◆ **The task**
Please print the entries below exactly, from the line with "Replace the Feature" through the line with "- There is a", including both of those lines and leaving out all others.
-- Opening Marker --
PR #703, opened 2025-10-27
Prevent Wagtail from creating migrations that don't change the DB

maribedran:
## One-line summary

Don't create migrations when CMS blocks have changes that don't affect the database.

Create a new `StreamField` class that ignores block definitions when used in Django's check to detect changes in models.
Definition took from: https://github.com/wagtail/wagtail/issues/4298#issuecomment-1159515247 

## Issue / Bugzilla link

https://mozilla-hub.atlassian.net/browse/WT-378

## Testing

Make changes locally to any CMS block and run `./manage.py makemigrations` to check that no new migrations are created.


springfield/cms/migrations/0018_alter_freeformpage_content_and_more.py
```diff
@@ -0,0 +1,28 @@
...
+    operations = [
+        migrations.AlterField(
+            model_name="freeformpage",
+            name="content",
+            field=springfield.cms.fields.StreamField(block_lookup={}),
+        ),
+        migrations.AlterField(
+            model_name="whatsnewpage",
+            name="content",
+            field=springfield.cms.fields.StreamField(block_lookup={}),
```
stevejalim: This all looks really promising, thanks! 

Just to check I'm on the same page: these two models have new migrations because this is the first time we're skipping the StreamField's content, yep?

maribedran:
@stevejalim, the custom migration operations have to be manually created anyway. We generate an empty migration and have to write the code that specifies the changes. I haven't thought of a good way to validate this except for code reviews. Anything that changes the schema of the page's data needs one of those, but that's something the developer needs to know.

PR #716, opened 2025-10-30
[WT-387] Firefox Account link in rich text editor

maribedran:
## One-line summary

Add a new feature to Wagtail's rich text editor to add Firefox Account links.

The feature is implemented based on Wagtail's doc example at https://docs.wagtail.org/en/stable/extending/extending_draftail.html#creating-new-entities:
- Register the new feature at `springfield/cms/wagtail_hooks.py` with the appropriate handlers to convert data from and to the database
- Implement the JS to power the editor UI at `media/js/cms/wagtailadmin-fxa.js`
- The feature uses a custom `<fxa>` HTML tag that is parsed by a new `richtext` template filter at `springfield/cms/templatetags/cms_tags.py`
- The filter replaces the custom tag with the link HTML with all the necessary parameters built from the request context

## Issue / Bugzilla link

https://mozilla-hub.atlassian.net/browse/WT-387

## Testing

[1min Demo video](https://www.loom.com/share/3d3134b42386490ca32bc6a86648b26f)

- Edit any rich text field in a What's New or Free Form page and add an FXA link to a text selection
- Check that the resulting link takes you to FXA and has all the appropriate analytics attributes and UTM parameters
image
- Translate the page and check that the translated link has the same `data-cta-uid`

### DIFF
--- a/springfield/cms/templatetags/cms_tags.py
+++ b/springfield/cms/templatetags/cms_tags.py
@@ -154,8 +154,7 @@ def richtext(context, value: str) -> str:
     See springfield/cms/wagtail_hooks.py for the <fxa> tag registration.
     """
     rich_text = wagtail_richtext(value)
-    text = rich_text.source if isinstance(rich_text, RichText) else str(rich_text)
-    soup = BeautifulSoup(text, "html.parser")
+    soup = BeautifulSoup(str(rich_text), "html.parser")
 
     for fxa_tag in soup.find_all("fxa"):
         label = fxa_tag.text


kkellydesign (changes requested):
We need to be able to remove links as well, if possible. If we have to just backspace through it, that's ok, but it'd be great if we could figure out this bit of UI consistency. 

https://www.loom.com/share/fce6bc44a4464b07ada227d36f073dbc

kkellydesign (approved):
All of these revisions look good to me.

stephaniehobson (changes requested):
`[role=button]` hover styles are complicating the hover display of these links.

https://github.com/user-attachments/assets/319d0c30-824a-44cd-945f-e1c5a00f5bb0

PR #717, opened 2025-10-31
Add light-dark fallbacks for old Safari and split token/theme variables

localjo:
## One-line summary

Adds fallbacks for light-dark rules that were ignored by Safari 17.4 and earlier, and splits CSS variables into separate token and theme stylesheet with prefixes.

Unfortunately, Safari 17.4 and lower recognize the light-dark syntax as valid, and parse the rules, but are unable to resolve the values. Because they recognize the syntax as valid, a simple fallback rule before the light-dark rule doesn't work, so this `@supports` syntax was the most straightforward way I could find to add fallbacks.

This PR also splits CSS variables into tokens/constants in flare-tokens.css with `--token-` prefixes and variables that change depending on context (viewport media queries, dark mode, etc) in flare-theme.css with `--fl-theme-` prefixes.

## Testing

Verify that light mode styles work correctly in Safari 17.4 and earlier.

### DIFF
--- a/media/css/cms/flare-newsletterform.css
+++ b/media/css/cms/flare-newsletterform.css
@@ -132,9 +132,15 @@
     border-color: var(--token-neutrals-charcoal);
 }
 
-.fl-section-subscribe .fl-button:hover {
+.fl-section-subscribe .fl-button:hover,
+.fl-section-subscribe .fl-button:focus {
     background: var(--token-neutrals-black);
     color: var(--token-neutrals-white);
+}
+
+.fl-section-subscribe .fl-button:active {
+    background: var(--fl-theme-button-primary-active-bg);
+    color: var(--fl-theme-button-primary-active-text);
 }
 
 .fl-section-subscribe .fl-newsletterform-error-list {


stephaniehobson:
We're going to have this problem with every `light-dark()` usage on the site, eh? What are your thoughts on re-factoring to support dark mode in a different way?

localjo:
I suggest that we use the prefix `--token-` for custom CSS properties that don't change, and `--theme-` for the ones that change depending on context. That naming seems to align with conventions that Figma and Adobe are using. We could do something like this:

```css
:root {
  /* TOKENS - Static constants */
  --token-color-white: #fff;
  --token-color-black: #15141a;
  --token-color-purple: #7543e3;
  --token-font-headline: 'Mozilla Headline', sans-serif;
  --token-scale-16: 16;
  --token-scale-32: 32;
  --token-width-mobile: 375;
  --token-width-tablet: 768;
  --token-width-desktop: 1024;
  --token-width-max: 1440;

  /* THEME - Start with mobile light mode defaults */
  --theme-bg-color: var(--token-color-white);
  --theme-text-color: var(--token-color-black);
  --theme-spacing: calc(var(--token-scale-16) * 1px);
  --theme-font-size-h1: 32px;
  --theme-container-width: calc(var(--token-width-mobile) * 1px);
}

/* Set variables for dark mode */
@media (prefers-color-scheme: dark) {
  :root {
    --theme-bg-color: var(--token-color-black);
    --theme-text-color: var(--token-color-white);
  }
}

/* Set variables for desktop */
@media (min-width: 1024px) {
  :root {
    --theme-spacing: calc(var(--token-scale-32) * 1px);
    --theme-font-size-h1: 48px;
    --theme-container-width: calc(var(--token-width-desktop) * 1px);
  }
}
```

@stephaniehobson So far, to avoid being verbose, we haven't been prefixing CSS custom properties with a flare-related prefix like we are for classnames, but if you think it's useful, we could also use `--fl-token-` and `--fl-theme-` as the prefixes.

stephaniehobson:
@localjo Agree on `token` and `theme` prefixes. Let's leave the tokens plain but add `fl` to the theme ones so `--token-` and `--fl-theme-`

kkellydesign:
> I should clarify that the tokens aren't necessarily 1:1 with the Figma tokens

That's totally fine. We can backport our conventions back toward Figma if necessary.

kkellydesign (commented):
EDIT: I meant to make this an inline comment. Pasting there now so it references real code. Sorry for the noise. 

@stephaniehobson a couple of things here: 
* We should err on the side of getting this merged quickly, as merge conflicts will be painful if this sits too long. However, this is a good PR to rip off some bandaids and  discuss some structural opinions. 
* I'm not crazy about this method for styling, but we should agree on a recommendation before I ask for a change. So these are from Figma. My problem with using them like this is that they're not meaninful numbers without units. 40px ≠ 40em ≠ 40rem. My suggestion is to use rem units globally in these variables, and use ems when it makes sense, but to keep them out of the variables. (for example, I can imagine a default em value for `<small>`. We can use px values in the variable names if that makes sense to you. (I know personally, I still think in pixels, and have to sit with a calculator open when working in rems.) So we'd have this: 

```css
:root {
  --scale-14: 0.875rem;
  --scale-16: 1rem;
}
.fl-banner {
  padding-block: var(--scale-16);
}
```

media/css/cms/flare-theme.css
```diff
@@ -5,178 +5,180 @@
...
-This file was generated using the Figma MCP tool to export all variables
-from the Figma design file. The MCP tool provides comprehensive access to
-all design tokens that aren't easily visible in Figma's standard UI or
-other Figma plugins (unfortunately)
-
-To update this file in the future, use the MCP tool with a prompt that
-asks the agent use mcp_Figma_get_variable_defs to get all variables
-from the selected Figma file and update this file. The process is
-non-determinative so you need to check and adjust the results as needed.
+Theme - Contextual CSS custom properties that can change based on
```
maureenlholland: 🎉 love this

maureenlholland (approved):
r+ if the newsletter button focus state is not a regression

PR #732, opened 2025-11-04
Include Wagtail Docs URLs in supported nonlocales

maribedran:
## One-line summary

Don't add a locale prefix to Wagtail document URLs.


stevejalim (approved):
LGTM!

PR #741, opened 2025-11-06
Add full width image/video support to CMS blog page layout

localjo:
## One-line summary

Add full width image/video support to CMS blog page layout

This uses the existing video.html template (which doesn't appear to be used by any Wagtail block yet) and adds an aspect_ratio parameter which is important for YouTube embeds since they don't have an intrinsic height ratio. The default is 16 / 9 which should cover 95% of YouTube videos, but we can add CMS support to set other aspect ratios if needed.


media/css/cms/flare-media.css
```diff
@@ -0,0 +1,87 @@
...
+* License, v. 2.0. If a copy of the MPL was not distributed with this
+* file, You can obtain one at https://mozilla.org/MPL/2.0/.
+*/
+
+.media img,
+.media video,
+.media iframe {
+    display: block;
+    width: 100%;
+    height: auto;
```
localjo: @maribedran Re: the missing border radius, I think the important thing is consistency within the intro component. Right now, the media (images, video) don't have a border radius, but the images looked like they did because the placeholder image has the rounded borders inside the image file. Assuming that both images and videos in the intro component should have a border radius, adding it here should fix both.

```suggestion
    height: auto;
    border-radius: calc(var(--scale-16) * 1px);
```

Issue #697, opened 2025-10-27
Support post-deployment check for assets


stevejalim:
## Description

Whenever we do a new release, we need to be 100% sure that all of our static assets are available. If a CSS or JS file is missing, this can break a page, making it harder or even impossible for users to find or download Firefox. 

We had an incident recently where this was not the case and while the root cause has been identified and remedied, there is still value in checking that the new assets are available.

As part of our post-deployment checks, we should check that all the assets are available on 
a) the origin server(s) for the relevant environment
b) the CDN for that environment

It's worth remembering that if an asset is missing, the CDN will cache that 404 for many, many years. So, if we detect this situation, the error messaging needs to very clearly show which paths are 404ing on the CDN so that they can be manually invalidated ASAP. (Stretch goal: Ideally, we would automatically invalidate that path on the CDN and re-run the checks until we end up with 200 OKs for every static assets)

---

#### Success Criteria
- [ ] After a deployment is complete, we run an automated check that the expected assets are all available from the origin server and the CDN
- [x] This check should also be able to be manually run
- [x] If an asset is missing, we are told which path(s) to invalidate on the CDN
- [ ] Stretch: if an asset is missing, we automatically re-run the check, and keep doing so until all is well.

PR #746, opened 2025-11-06
(feat) Add retries and backoff to the asset-check command

stevejalim:
## One-line summary

Makes the asset-check more resilient if the CDN comes back with a timeout because it's currently fetching the asset.

## Issue / Bugzilla link

#697

## Testing

Unit tests are enough for this


stephaniehobson (approved):
R+

PR #748, opened 2025-11-06
[WT-401] Article pages

maribedran:
## One-line summary

Create the Article Index and Detail page types replacing the unused Feature pages.

- Replace the existing unused Feature Index and Detail page types with Article Index and Detail
- The Article page classes used to be abstract models and were made concrete models
-  Replace the Feature CTA snippet with a new Download Firefox CTA snippet. Take note of the conditional display here; `media/css/cms/flare-utilities.css` contains a handful of classes that can be applied anywhere. We also have a FE component that can be wrapped around anything, and can be populated by the CMS where that makes sense. We're already using this in the WNP components for conditionally-displayed cards: 

```
<include:conditional-display condition="{{ value.settings.show_to }}">
...
</include:conditional-display>
```

In this PR, we're using it for the "Do more with Firefox" block at the bottom of the page. This is a reusable CMS snippet that can be used as a global CTA on non-firefox browsers. Open this page in Chrome to see it: 

https://www-demo1.springfield.moz.works/en-US/firefox-browser-features/

## Minor design deviations
- The body background of the page is now `ash` instead of white, with the article container itself sticking to white. This was necessary not so much for the article page, but for the new index page. The card designs on the index page require a non-white background, because otherwise the hover state of those outlined cards looked broken. 
- You'll also notice that the "do more" image is slightly bigger. We used the same image as you had before, but stuck with the new banner component so this isn't a special snowflake in the new system. I felt like using that as-is made the image way too big, so I constrained the whole component to a smaller max-width. That helped get it back down to a reasonable size. 
- There is a feature image in the CMS that is currently only used on the index page, if a page is marked as "is featured" in the CMS. In the 2026 design version, that will also be displayed on the detail page, to match the Figma mockups. 

We've stood up a handful of pages on demo1 to give you a feel for the index page. If you want to recreate these locally, build an "Article index page", call it "features", and then build feature pages that are children of that page. 

https://www-demo1.springfield.moz.works/en-US/firefox-browser-features/
https://www-demo1.springfield.moz.works/en-US/firefox-browser-features/bookmark-manager/

CMS direct links: 
features index: https://www-demo1.springfield.moz.works/cms-admin/pages/16/edit/
feature page: https://www-demo1.springfield.moz.works/cms-admin/pages/21/edit/
 
## Issue / Bugzilla link

https://mozilla-hub.atlassian.net/browse/WT-401

## Testing locally

- Make sure to run migrations (this will delete any existing feature pages you may have on your DB)
- Create new Articles as children in the index page
- Set some of the articles as featured and check that the index page displays them in bigger cards
- Create a Download Firefox snippet and add it to an Article
  - The snippet should not be displayed on Firefox
  - Check the download links in older OSs:
    - Windows <= 8.1
    - Mac <= 10.14
 

Screenshot 2025-12-09 at 10 41 08 PM

Screenshot 2025-12-09 at 10 40 04 PM

Screenshot 2025-12-09 at 10 40 12 PM

### DIFF
--- a/media/css/cms/flare-theme.css
+++ b/media/css/cms/flare-theme.css
@@ -27,7 +27,7 @@ runtime conditions. Design tokens live in flare-tokens.css.
     --fl-theme-color-text-body: var(--token-neutrals-black);
 
     /* Core surface colors */
-    --fl-theme-surface-page: var(--token-neutrals-white);
+    --fl-theme-surface-page: var(--token-neutrals-ash);
     --fl-theme-surface-panel: var(--token-neutrals-ash);
     --fl-theme-surface-elevated: var(--token-neutrals-white);
     --fl-theme-surface-hover: var(--token-neutrals-white);


kkellydesign (changes requested):
Some things need merged before this one: 

* The template doesn't _quite_ support dark mode yet, so the light-dark refactor PR should go up before this one, so my fixes won't create merge conflicts: https://github.com/mozmeao/springfield/pull/717

* We need to support the fonts that exist on the current site. My understanding is the sans-serif headlines are WNP-only. Let's confirm today though.

stevejalim (approved):
Backend R+ on this, but still needs a FE review

PR #752, opened 2025-11-07
Remove hard-coded inline notification from What's New Page template

kkellydesign:
## One-line summary
The hard-coded "Your Firefox has been updated" notification has been removed from the template, so that it can be added manually with different color options. 
(Local screenshot) 

Screenshot 2025-11-07 at 6 30 12 AM

## Testing
When looking at this on production, the WNP 145 data will only have one notification at the top after this is merged in.


stevejalim (approved):
Makes sense to me, thanks! r+

(I'm assuming the `pre_content` block has not default content that will bubble up instead)

PR #1612, opened 2026-07-14
Rename AWS_DB_JSON_DATA_FILE env var to GCS_DB_JSON_DATA_FILE

stevejalim:
## Summary

- Follow-up to #1603 (S3 → GCS migration): the env var name still referenced AWS. Rename to `GCS_DB_JSON_DATA_FILE` to match the actual storage backend.
- Only two references in the repo: `bin/db_utils.py` and `springfield/base/views.py`.

## Test plan

- [x] Confirm any deployment configs / secrets referencing `AWS_DB_JSON_DATA_FILE` are updated to `GCS_DB_JSON_DATA_FILE` before/with this rollout (the fallback default keeps local dev working without the env var set).

### DIFF
--- a/bin/db_utils.py
+++ b/bin/db_utils.py
@@ -11,7 +11,7 @@ from subprocess import CalledProcessError, check_output
 
 JSON_DATA_FILE_NAME = "springfield_db_info.json"
 DATA_PATH = getenv("DATA_PATH", "data")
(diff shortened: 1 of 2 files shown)


stevejalim (commented):
self review: r+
-- Closing Marker --
◆ **Solution to the problem**
-  Replace the Feature CTA snippet with a new Download Firefox CTA snippet. Take note of the conditional display here; `media/css/cms/flare-utilities.css` contains a handful of classes that can be applied anywhere. We also have a FE component that can be wrapped around anything, and can be populated by the CMS where that makes sense. We're already using this in the WNP components for conditionally-displayed cards: 

```
<include:conditional-display condition="{{ value.settings.show_to }}">
...
</include:conditional-display>
```

In this PR, we're using it for the "Do more with Firefox" block at the bottom of the page. This is a reusable CMS snippet that can be used as a global CTA on non-firefox browsers. Open this page in Chrome to see it: 

https://www-demo1.springfield.moz.works/en-US/firefox-browser-features/

## Minor design deviations
- The body background of the page is now `ash` instead of white, with the article container itself sticking to white. This was necessary not so much for the article page, but for the new index page. The card designs on the index page require a non-white background, because otherwise the hover state of those outlined cards looked broken. 
- You'll also notice that the "do more" image is slightly bigger. We used the same image as you had before, but stuck with the new banner component so this isn't a special snowflake in the new system. I felt like using that as-is made the image way too big, so I constrained the whole component to a smaller max-width. That helped get it back down to a reasonable size. 
- There is a feature image in the CMS that is currently only used on the index page, if a page is marked as "is featured" in the CMS. In the 2026 design version, that will also be displayed on the detail page, to match the Figma mockups. 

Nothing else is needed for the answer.